How to Play


The core mechanics of Meskellian operate on a 3-die pool where rolling higher is better. It mostly uses d4, d6, d8, d10, and d12, but extraordinarily powerful entities (like Deities and Arches) can potentially be working with d20s and d100s. Actions, turns, and rounds are how time is tracked in tactical situations, and characters have pools called resiliencies which protect them from serious damage.


Checks are how you determine the success of actions which have a reasonable chance for failure. When it’s determined that a check is necessary, you must roll Eminence + Aptitude + Skill and add the results together. Rolling higher is better.
 Sometimes, a check may call for an aptitude but not a skill, or a skill but not an aptitude. This is called a “raw” check, for example a “raw Violence check”. In these cases, just roll two of the associated aptitude or skill die. For raw Eminence checks, three Eminence dice are rolled.
 Some abilities may give you additional dice to roll. Unless you have disadvantage, you take the highest three dice rolled.

Common target rolls:
Incompetent checks generally require a roll of about 5+.
Competent checks generally require a roll of about 10+.
Proficient checks generally require a roll of about 15+.
Expert checks generally require a roll of about 20+.
Master checks generally require a roll of 30+ or higher.

Advantage and Disadvantage
Various environmental factors or abilities might give a character advantage or disadvantage. They both add another Eminence die to the pool, but if you have disadvantage you must take the lowest three dice rolled instead of the highest three like normal. If you have both advantage and disadvantage, they cancel each other out on a one-for-one basis. For example, a character who has two sources of advantage and one source of disadvantage ends up with one advantage and no disadvantage.

Getting Lucky
If you roll the max value on the three dice used for a roll (highest three normally, lowest three if you have disadvantage), you gain a Luck die equal to your Eminence. This die may be spent to add to any roll before your next long rest.

There are two alternatives to rolling for a check; to “Settle for Less” or “Keep at It”:
Settle for Less
If you’re competent in a check and you’re not in a stressful or distracting environment (like combat or a dense crowd), you can Settle for Less. This takes the same amount of time as normal, and just represents you carefully not screwing it up. Instead of rolling, you take half the die number of each die in your pool.

Keep at It
Unless you’re in a stressful or distracting environment (like combat or a dense crowd), or there are consequences for failure, you can Keep at It. This can take anywhere from ten times to a hundred times as long depending on the task, and represents trying over and over until you succeed. Instead of rolling, you take the maximum roll of your die pool.


Ranging from d4 (schmuck) to d12 (legend), Eminence is how much the universe itself cares about you, and it will slowly increase as your character becomes more experienced. Achieving your ambitions, gaining renown, and leading others all help increase it. It adds to all tests.


Ranging from d4 to d12, characters have four aptitudes: Violence, Trickery, Curiosity, and Trade. They each govern broad ranges of skills.

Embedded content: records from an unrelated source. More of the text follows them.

PR #102, opened 2019-10-23
Set CHE_DEVFILE_REGISTRY_URL to allow airgap operation

tomgeorge:
This PR adds the `CHE_DEVFILE_HTTPS_ENDPOINT` variable when configuring the registries in airgap mode.  It uses the public-facing route of the devfile registry, and places it in the `devfile-registry` config map, and redeploys a new version of the registry based on changes to the route.

Enables https://github.com/eclipse/che/issues/14880

### DIFF
--- a/pkg/controller/che/che_controller.go
+++ b/pkg/controller/che/che_controller.go
@@ -827,17 +827,16 @@ func (r *ReconcileChe) Reconcile(request reconcile.Request) (reconcile.Result, e
 
 	devfileRegistryURL := instance.Spec.Server.DevfileRegistryUrl
 
-	guessedDevfileRegistryURL, err := addRegistryRoute("devfile")
-	if err != nil {
-		return reconcile.Result{}, err
-	}
-	if devfileRegistryURL == "" {
-		devfileRegistryURL = guessedDevfileRegistryURL
-	}
-
 	// Create devfile registry resources unless an external registry is used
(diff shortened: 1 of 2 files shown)


skabashnyuk:
Can this variable contain http link? 
CC @sleshchenko

tomgeorge:
yes, it just needs to be whatever the external URL of the devfile registry you are going to use for airgap mode

tomgeorge:
I marked this as WIP because it is waiting for https://github.com/eclipse/che/pull/14964 to be merged

skabashnyuk:
this https part in name confuses a bit. What if we change it to CHE_DEVFILE_REGISTRY_URL?

tomgeorge:
env var name has been changed to CHE_DEVFILE_REGISTRY_URL

davidfestal:
@skabashnyuk @tomgeorge  isn't this env variable name already used by the devfile registry ? Did you really plan to change the devfile registry to adapt to the a new name ?

ibuziuk:
IMO, it is a good idea to get rid of `HTTPS` even if the changes for devfile registry are required

ibuziuk:
@tomgeorge I believe we can remove WIP and ask for @davidfestal @skabashnyuk review

tomgeorge:
@davidfestal @skabashnyuk removed the WIP tag.  When you get a chance can you please review?

davidfestal:
LGTM

PR #105, opened 2019-10-28
Fix typo in example CR (`chePostgresHostName`)

davidfestal:


nickboldt:
re-read PR title and realized WHY you were asking for this change. Seems legit.

PR #108, opened 2019-10-29
Change tests so that they do not depend on hard coded image names

tomgeorge:
Signed-off-by: Tom George <tg82490@gmail.com>

The previous version of these tests depended on the already-existing image names and tags in `defaults.go`, but these can change with releases.

They have been changed to figure out what the expected images should be based on the variables in `defaults.go`

### DIFF
--- a/pkg/deploy/defaults_test.go
+++ b/pkg/deploy/defaults_test.go
@@ -1,8 +1,10 @@
 package deploy
 
 import (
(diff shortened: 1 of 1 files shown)


davidfestal:
cc @nickboldt @rhopp That will help for future changes in defaults

tomgeorge:
Could just be the author ;)

nickboldt:
nope(it's(the(nested(brackets)))).

PR #115, opened 2019-11-08
Correctly manage `che.properties`-located docker images for CRW (jira crw-468) 

davidfestal:
This PR is a fix in the operator for the issue https://issues.jboss.org/browse/CRW-468

It enables correctly getting CRW-specific images for the 3 containers whose docker images is specified in the upstream Che server `che.properties` file.

### DIFF
--- a/pkg/deploy/defaults.go
+++ b/pkg/deploy/defaults.go
@@ -63,6 +63,15 @@ const (
 	DefaultSecurityContextFsGroup   = "1724"
 	DefaultSecurityContextRunAsUser = "1724"
 
+	// CRW images for that are mentioned in the Che server che.properties
+	// For CRW these should be synced by hand with images stored in RH registries
+	// instead of being synced by script with the content of the upstream `che.properties` file
+	// NB:
+	// The upstream equivent are stored in the generated `extra_images.go` source file.
+	defaultCheWorkspacePluginBrokerInitImage    = "quay.io/crw/pluginbrokerinit-rhel8:2.0-6"
+	defaultCheWorkspacePluginBrokerUnifiedImage = "quay.io/crw/pluginbroker-rhel8:2.0-5"
+	defaultCheServerSecureExposerJwtProxyImage  = "quay.io/crw/jwtproxy-rhel8:2.0-4"
+
 	// This is only to correctly  manage defaults during the transition
 	// from Upstream 7.0.0 GA to the next version
 	// That fixed bug https://github.com/eclipse/che/issues/13714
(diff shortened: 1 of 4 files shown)


pkg/deploy/defaults.go
```diff
@@ -139,6 +148,51 @@ func DefaultDevfileRegistryImage(cr *orgv1.CheCluster, cheFlavor string) string
 	}
 }
 
+func DefaultCheWorkspacePluginBrokerInitImage(cr *orgv1.CheCluster, cheFlavor string) string {
+	if cheFlavor == "codeready" {
+		// In the CRW case, we should always set the plugin broker image in the Che config map
+		return patchDefaultImageName(cr, defaultCheWorkspacePluginBrokerInitImage)
```
dmytro-ndp: There could be `IsAirGapMode` in CRW as well, couldn't it?

pkg/deploy/defaults.go
```diff
@@ -139,6 +148,51 @@ func DefaultDevfileRegistryImage(cr *orgv1.CheCluster, cheFlavor string) string
...
+		if cr.IsAirGapMode() {
+			return patchDefaultImageName(cr, defaultCheWorkspacePluginBrokerInitUpstreamImage)
+		}
+		return ""
+	}
+}
+
+func DefaultCheWorkspacePluginBrokerUnifiedImage(cr *orgv1.CheCluster, cheFlavor string) string {
+	if cheFlavor == "codeready" {
+		// In the CRW case, we should always set the plugin broker image in the Che config map
```
dmytro-ndp: There could be `IsAirGapMode` in CRW as well, couldn't it?

pkg/deploy/defaults.go
```diff
@@ -139,6 +148,51 @@ func DefaultDevfileRegistryImage(cr *orgv1.CheCluster, cheFlavor string) string
...
+			return patchDefaultImageName(cr, defaultCheWorkspacePluginBrokerUnifiedUpstreamImage)
+		}
+		return ""
+	}
+}
+
+func DefaultCheServerSecureExposerJwtProxyImage(cr *orgv1.CheCluster, cheFlavor string) string {
+	if cheFlavor == "codeready" {
+		// In the CRW case, we should always set the jwt-proxy image in the Che config map
+		return patchDefaultImageName(cr, defaultCheServerSecureExposerJwtProxyImage)
```
dmytro-ndp: There could be `IsAirGapMode` in CRW as well, couldn't it?

pkg/deploy/defaults.go
davidfestal: `IsAirGapMode()` is also tested inside the `patchDefaultImageName` method

The difference is that we patch the image name *in all cases* for CRW and *only in case of airgap mode* for upstream Che

dmytro-ndp: Will that method `patchDefaultImageName()` be run after `DefaultCheWorkspacePluginBrokerInitImage()` called?

davidfestal: it is called by it :-)

dmytro-ndp: thank you for explanation

PR #122, opened 2019-11-14
Fix the Openshift OAuth provisioning for CRW, and move provisioning files

davidfestal:
This PR:
- Replaces `jq` tool calls by equivalent `sed` calls
- Moves the `xxx_provision` files out of `deploy` (more for yamls) (should fix new issue https://issues.jboss.org/browse/CRW-482 at the same time) 
- Replace a hard-coded value of the clientId (`che-public`) in the `token-exchange` feature on CRW
- Correctly enables the RHSSO preview features required for `token-exchange` (the way to activate them slightly differs from the upstream Che case) 


templates/oauth_provision
```diff
@@ -25,7 +25,7 @@ default_to_openshift_login() {
 }
 
 enable_openshift_token-exchange() {
-  IDENTITY_PROVIDER_ID=$({{ .Script }} get -r {{ .KeycloakRealm }} identity-provider/instances/{{ .ProviderId }} | jq --raw-output '.internalId')
```
dmytro-ndp: what about external keycloaks with non-default realms?

davidfestal: fixed (copy-paste error)

PR #124, opened 2019-11-18
Update to 7.3.2

dmytro-ndp:
Need to update defaults to point to release of Eclipse Che 7.3.2 and new bits on https://quay.io/organization/crw

(it could also require further update of pluginregistry image as well)


dmytro-ndp:
@davidfestal: that you for notice. 
It has been done.

dmytro-ndp:
@davidfestal: indeed, there is `quay.io/crw/pluginbrokerinit-rhel8:2.0-6` only https://github.com/eclipse/che-operator/pull/124

PR #126, opened 2019-11-20
Add environment variable for JGroups labels

mshaposhnik:
JGroups is using labels to detect pods where replication should be enabled (to avoid pinging all containers in deployment). Since CRW using different value for `app` and `component`  labels, they should be set via environment variable.


davidfestal:
Merging since we tested it together with @mshaposhnik on the QE cluster

PR #128, opened 2019-11-22
Align JGroups labels property name with original one in KUBE_PING

mshaposhnik:
Align JGroups labels property name with original one in `KUBE_PING`
(see https://github.com/jgroups-extras/jgroups-kubernetes/blob/master/src/main/java/org/jgroups/protocols/kubernetes/KUBE_PING.java#L81) 
So possible naming confusions may be avoided in future.
Issue to `KUBE_PING` upstream to align their documentation: https://github.com/jgroups-extras/jgroups-kubernetes/issues/79


nickboldt:
Does this typo affect anything? Blocker for CRW 2.0 ?

mshaposhnik:
not really a blocker but better to have it to avoid possible confusions

davidfestal:
I just discussed with @m and there is a related Che server PR: https://github.com/eclipse/che/pull/15282 whoich I assume will **not** be included in CRW 2.0 since it would require a respin of the Che server for something that is not critical.

PR #131, opened 2019-11-22
Fix the JIRA issue CRW-514 (constant Che server rollout) 

davidfestal:
This PR fixes the bug https://issues.jboss.org/browse/CRW-514 that was introduced by PR https://github.com/eclipse/che-operator/pull/126

In order to fix this bug, it mainly orders map keys in alphabetic order when converting a map to string

### DIFF
--- a/pkg/util/util.go
+++ b/pkg/util/util.go
@@ -12,6 +12,7 @@
 package util
 
 import (
+	"sort"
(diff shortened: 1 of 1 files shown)


davidfestal:
cc @mshaposhnik @skabashnyuk

PR #134, opened 2019-11-28
add github ci

sparkoo:
Signed-off-by: Michal Vala <mvala@redhat.com>


.github/workflows/go.yml
```diff
@@ -0,0 +1,12 @@
+name: Docker
```
benoitf: I would rename the file to build.yml as with go we don't really know what is being done

FYI it's missing copyright headers

.github/workflows/go.yml
```diff
@@ -0,0 +1,12 @@
...
+on: [push]
+jobs:
+
+  build:
+    name: Build
+    runs-on: ubuntu-latest
+    steps:
+    - uses: actions/checkout@v1
+    - name: Build the Docker image
+      run: docker build . --file Dockerfile
```
benoitf: AFAIK `--file` is optional no ?

benoitf:
Should the event be on `pull_request` ? because here you assume contribs are always pushed on this repository ?

sparkoo:
> Should the event be on `pull_request` ? because here you assume contribs are always pushed on this repository ?

@benoitf yes, fixed that and your other comments. Thanks for the review

davidfestal:
I'm not against it at all, but there is already a nightly build for the `che-operator` for every commit on master, on the centos CI afair. @ibuziuk do you confirm ?
And the idea was that at some we should extend this to also support PR flow.
Another point: I'm not sure that the general question about what CI server should be used (Centos or Eclipse CI) has been answered for now. @nickboldt @rhopp Any news about that ?

So what is exactly the purpose of using GitHub actions for this now ? Does this PR correspond to any opened and planned issue ?

sparkoo:
@davidfestal it is not part of any planned issue. I'm currently working on few che-operator tasks and I miss CI feedback on pull request so I've added this simple check. When proper (whatever it means) CI will be set, I'm happy to remove this. But currently there is nothing.

davidfestal:
I understand and will approve, though I don't see what it brings in addition to building the docker image locally, which I assume we already do when we develop.

PR #136, opened 2019-11-29
Support workspace namespace configuration

sparkoo:
Adds 2 properties `cheNamespaceDefault` and `cheNamespaceAllowUserDefined` that match che server ones 
cheNamespaceDefault - https://github.com/eclipse/che/blob/master/assembly/assembly-wsmaster-war/src/main/webapp/WEB-INF/classes/che/che.properties#L246 
cheNamespaceAllowUserDefined - https://github.com/eclipse/che/blob/master/assembly/assembly-wsmaster-war/src/main/webapp/WEB-INF/classes/che/che.properties#L253

issue: https://github.com/eclipse/che/issues/15300


deploy/crds/org_v1_che_cr.yaml
```diff
@@ -50,6 +50,10 @@ spec:
     serverMemoryRequest: ''
     # sets mem limit for server deployment. Defaults to 1Gi
     serverMemoryLimit: ''
+    # sets default namespace where new workspaces will be created
+    cheNamespaceDefault: ''
```
metlos: `workspaceNamespaceDefault`?

deploy/crds/org_v1_che_cr.yaml
```diff
@@ -50,6 +50,10 @@ spec:
...
+    # defines if user is able to specify namespace different from the default
+    cheNamespaceAllowUserDefined: false
```
metlos: `allowUserDefinedWorkspaceNamespaces`?

deploy/crds/org_v1_che_crd.yaml
```diff
@@ -220,7 +220,7 @@ spec:
                 used by the Che installation.
               properties:
                 enable:
-                  description: Enables `metrics` Che server endpoint.
+                  description: Enables `metrics` Che server endpoint. Default to `false`.
```
metlos: Does this change belong in this PR?

davidfestal:
I just have 2 points:

- Just FYI, now that we provide an OpenAPI schema for the `CheCluster` Custom Resource, we might want to upgade the version of the CRD in order to introduce new fields while ensuring backward-compatibilty with already-existing CRDs in a cluster, and proper updates of CSVs.

I already looked into the process of managing multi-version CRDs, and I think we should go for it at some point. But that's not a trivial thing and I think it requires some exploration / tests first.

Not sure this prevents this PR to be merged, but for sure as soon as it, we would have to deal with multi-version CRDs before releasing to the OperatorHub.

- You didn't update the CSVs (in the `olm` sub-directory) to reflect thet changes in the CRD. That's somehow related to the first point. Here we can probably keep it like that for now, but that will have to be fixed before the next release.

deploy/crds/org_v1_che_cr.yaml
sparkoo: yes, better

deploy/crds/org_v1_che_cr.yaml
sparkoo: yes, better

deploy/crds/org_v1_che_crd.yaml
sparkoo: no it doesn't. It's generated code. I've forgot to generate latest changes in previous PR. As it is just description, I've leave it here. I can do it in separate PR if you think it would be better.

sparkoo:
@davidfestal if there is no established way how to update CRD version, it is out of the scope of this issue. If it needs to be handled first, let's do it, but please don't block it longer than necessary.
I've updated olm.

davidfestal:
> @davidfestal
> 
> * if there is no established way how to update CRD version,

There is an established way to do this: https://kubernetes.io/docs/tasks/access-kubernetes-api/custom-resources/custom-resource-definition-versioning/#specify-multiple-versions.

The thing is that we didn't have the need and the opportunity to set it up and test it for Che *until now*.

> it is out of the scope of this issue.

Well, it relates to correctly updating the operator to include the changes you add in this PR.
Generally speaking it seems to me that ensuring successful automatic update of the operator is in the scope of any PR that might impact update.
That said I know that for now it is *not* that easy to test it.   

> If it needs to be handled first, let's do it,

As I said it could be managed in a next PR, but it should at least be planned as a task to achieve *before publishing a next release on OperatorHub*.

> but please don't block it longer than necessary.

I'm not trying to block anything. I just commented without requesting any change. And I'm not the only code owner here.
However I'm trying to point out the fact that, if we merge this PR *and release* without correctly managing the CRD versionning, users will face the following problems:
- Automatic update of Che 7 through OperatorHub will *not* update the CRD (since it already exists in the cluster and it is a cluster-wide resource). So users won't be able to use the new properties.
- If ever the CRD would be updated manually, then the new fields would be available in Openshift 4 console doc and yaml completion, even for previous versions of installed Che that would not have been automatically upgraded (this second case is not critical since this PR only adds new fields).

> * I've updated olm.

Thanks !

davidfestal:
@sparkoo 
After discussing the point with @l0rd , I created a distinct issue for CRD versioning: https://github.com/eclipse/che/issues/15389

sparkoo:
@davidfestal great, thanks.

PR #137, opened 2019-12-03
🚧 <username>-che as default namespace

sparkoo:
Signed-off-by: Michal Vala <mvala@redhat.com>

**What does this PR do?**
 - don't create che-workspace SA
 - check what namespace we're using for workspaces (`workspaceNamespaceDefault`)
   - if it is different than che-operator is deployed to, create all ClusterRoles and ClusterRoleBindings needed to create new namespaces and to create workspaces in them
   - if it is same as che-operator's namespace, create just Role and RoleBinding needed to manage workspaces in same namespace
 - if oauth is enabled, just create `che` sa with no granted permissions

TODO:
 - [ ] `deploy.sh` now works only on `che` namespace, because `ClusterRoleBinding` needs SA namespace. fix that (how?)
 - [x] test and fix permissions for k8s (currently it works for openshift)
 - [x] test with OS Oauth. PR does not grant any permissions for `che` sa
 - [ ] check chectl

issue: https://github.com/eclipse/che/issues/15493


pkg/controller/che/che_controller.go
```diff
@@ -376,49 +376,9 @@ func (r *ReconcileChe) Reconcile(request reconcile.Request) (reconcile.Result, e
...
-		return reconcile.Result{}, err
-	}
-	viewRole := deploy.NewRole(instance, "view", []string{"pods"}, []string{"list"})
-	if err := r.CreateNewRole(instance, viewRole); err != nil {
-		return reconcile.Result{}, err
-	}
-	// create RoleBindings for created (and existing ClusterRole) roles and service accounts
-	cheRoleBinding := deploy.NewRoleBinding(instance, "che", cheServiceAccount.Name, "edit", "ClusterRole")
-	if err := r.CreateNewRoleBinding(instance, cheRoleBinding); err != nil {
+	if err := createServiceAccounts(instance, r); err != nil {
```
metlos: Could we make the creation of the service account optional based on the enablement of openshift oauth? E.g. oauth disabled => create sa, oauth enabled => don't create the sa.

sparkoo: are you sure that we don't need `che` sa at all when using oauth? it's used to run che pods https://github.com/eclipse/che-operator/blob/master/pkg/deploy/deployment_che.go#L73

metlos: Hmm.. ok, that didn't occur to me :) I'm just worried about the "power" of that service account and would like to minimize the privs if the admin configures the server appropriately - namely, I don't want us to require namespace CRUD only when absolutely necessary.

sparkoo: yes, I will try to just create `che` sa, but don't give it any privileges when oauth.

deploy/cluster_role_che.yaml
```diff
@@ -0,0 +1,142 @@
...
+    resources:
+      - secrets
+  - verbs:
+      - list
+      - create
+      - delete
+    apiGroups:
+      - ''
+    resources:
+      - secrets
```
sleshchenko: Could you elaborate on why we have two `secrets` with different `apiGroups` and `verbs`?

deploy/cluster_role_binding_che.yaml
```diff
@@ -0,0 +1,22 @@
...
+#    which is available at https://www.eclipse.org/legal/epl-2.0/
+#
+#  SPDX-License-Identifier: EPL-2.0
+#
+#  Contributors:
+#    Red Hat, Inc. - initial API and implementation
+kind: ClusterRoleBinding
+apiVersion: rbac.authorization.k8s.io/v1
+metadata:
+  name: che-operator-che
```
sleshchenko: Is it cluster_role for Che Server? 
Maybe it's better to show it in its name...

Also, is OLM going to create it for Che Server? Is it the right thing to do? Maybe Che Operator should create it only when Che Server needs it?

sparkoo: yes, it is for `che` sa. But operator, to be able to grant these permissions, has to have it on it's own. So I'm creating the ClusterRole now. Do you see anny better approach here?

tolusha:
@sparkoo 
Are you going to work on it?
If not do you mind if @AndrienkoAleksandr finish the task?

sparkoo:
@tolusha @AndrienkoAleksandr feel free to take it, we have currently other priorities.

There is issue with permissions. Current che-operator can handle only all in one namespace strategy. Read https://www.eclipse.org/lists/che-dev/msg03498.html). Otherwise it should be pretty straight-forward. Please let me know if you need any help.

deploy/cluster_role_binding_che.yaml
sleshchenko: > yes, it is for che sa. But operator, to be able to grant these permissions, has to have it on it's own. So I'm creating the ClusterRole now. Do you see anny better approach here?

it's fine for me, I just found that `che-operator-che` RB name tells nothing. Maybe it would be better to name it as `che-operator-cluster-role`.

AndrienkoAleksandr: Ok

AndrienkoAleksandr:
Development and discussions moved to the https://github.com/eclipse/che-operator/pull/156/commits/e5dbf1e1d6127b314ccd3d1d52c62bd15d679adb

PR #69, opened 2020-04-14
Tensor dim specialization

vb000:
- As a first step of HBTensor method specializations, this pr specializes the low hanging fruit, linear, 0-d and 1-d tensor indexing.
- Some more prefix fixes.
- Increased tolerance of log_softmax from 1e-7 to 1e-6.

p.s: indexing operator `()` will be changed to `.at()` and `.at_safe()` methods in next prs.


yodada (approved):
Great!

PR #72, opened 2020-04-20
"pycosim" as a drop in replacement for "python" with cosim

vb000:
Debugging cosim is hard in itself. Not having full command line interface because of makefile inteface makes the problem worse. So, this pr:

- Installs an executable script, `pycosim`, which attempts to be a drop-in replacement for `python` when running with cosim.
- Installs riscv kernel binary at `<torch_install_prefix>/riscv` during pytorch build to avoid the need for recompiling kernels separately.
- Use arbitrary python cmd line arguments support by VCS cosim binary, `test_loader`, implemented in https://github.com/bespoke-silicon-group/bsg_replicant/pull/558.
- With this, we could run pytest with cosim by:
```
pycosim -m pytest hammerblade/torch/tests/test_add_sub.py
```
- `run-hb-pytest.sh` still works to maintain backward compatibility until the change is released in bsg_bladerunner.

With program size befitting cosim simulation speed, debugging pytest in cosim should now be more or same as that of emulation. `gdb` support is still missing with pytorch cosim though, any ideas how we can incorporate gdb into this approach?


cbatten:
Love it!

yodada (approved):
Awesome!

PR #74, opened 2020-04-21
Adding macro for Unary Ops manually

neiladit:
Some unary operations like `exp` seem to have only CPU invocation from the `UnaryOps.cpp` file. This causes an error of undefined reference during build on adding Hammerblade kernels in `native_functions.yaml` file.
I'm not sure why the corresponding CUDA version of some of these functions is missing. I tried adding a macro to define HammerBlade kernels for `exp` which seems to work.

### DIFF
--- a/aten/src/ATen/native/UnaryOps.cpp
+++ b/aten/src/ATen/native/UnaryOps.cpp
@@ -7,17 +7,17 @@
 #include <ATen/ATen.h>
 #include <ATen/Dispatch.h>
 #include <ATen/ExpandUtils.h>
+#include <ATen/NativeFunctions.h>
 #include <ATen/LegacyTHFunctionsCPU.h>
 #include <ATen/MemoryOverlap.h>
-#include <ATen/NativeFunctions.h>
 #include <ATen/WrapDimUtils.h>
 
 #include <ATen/CPUApplyUtils.h>
-#include <ATen/NamedTensorUtils.h>
 #include <ATen/Parallel.h>
-#include <ATen/core/EnableNamedTensor.h>
-#include <ATen/native/TensorIterator.h>
 #include <ATen/native/UnaryOps.h>
+#include <ATen/native/TensorIterator.h>
+#include <ATen/NamedTensorUtils.h>
+#include <ATen/core/EnableNamedTensor.h>
 
 #include <algorithm>
 #include <cmath>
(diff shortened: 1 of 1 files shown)


sampsyo:
For a little additional context, the way this manifested was that exactly the same mechanism that worked to add a kernel implementation, for example, for `ceil` did not work for `exp`. They seem exactly the same—both unary/in-place operations—what could possibly be different between them?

Ranging from d4 (incompetent) to d12 (master), skills are specific areas of competence and are usually associated with an aptitude. They are rated by competence, starting at incompetent with a d4. Competent is d6, proficient is d8, expert is d10, and master is d12.
Specialties are narrow areas of a skill, and having a specialty grants you one die step higher on applicable checks. All skills have set lists of specialties, but certain traits from a species, archetype, background, or class may provide unique specialties.

Actions and Initiative

Many times, either how long something takes to do will matter and/or opposing parties will want to take actions at the same time. Meskellian uses actions and initiative to handle this.
 Once opposing parties both want to take actions, or if someone wants to take an action before someone else, initiative must be rolled. Everyone involved makes a raw Trickery check (Eminence + Trickery + Trickery), and the results are ordered highest to lowest. Ties are resolved by rolling a d10 and appending the roll after the decimal. Characters take turns in the order of initiative, each turn lasting about six seconds in the game world and happening roughly simultaneously. Once all turns have been taken, the round is over and initiative starts over from the top.
 Unless stated otherwise, characters can move up to their speed and take an action on their turn. Movement may include interacting with up to one object, such as opening a door or drawing a weapon. Some abilities may allow for bonus actions, one of which may be used per turn. Some abilities may also grant reactions, one of which may be taken per round, and may be taken on other character’s turns (after an action).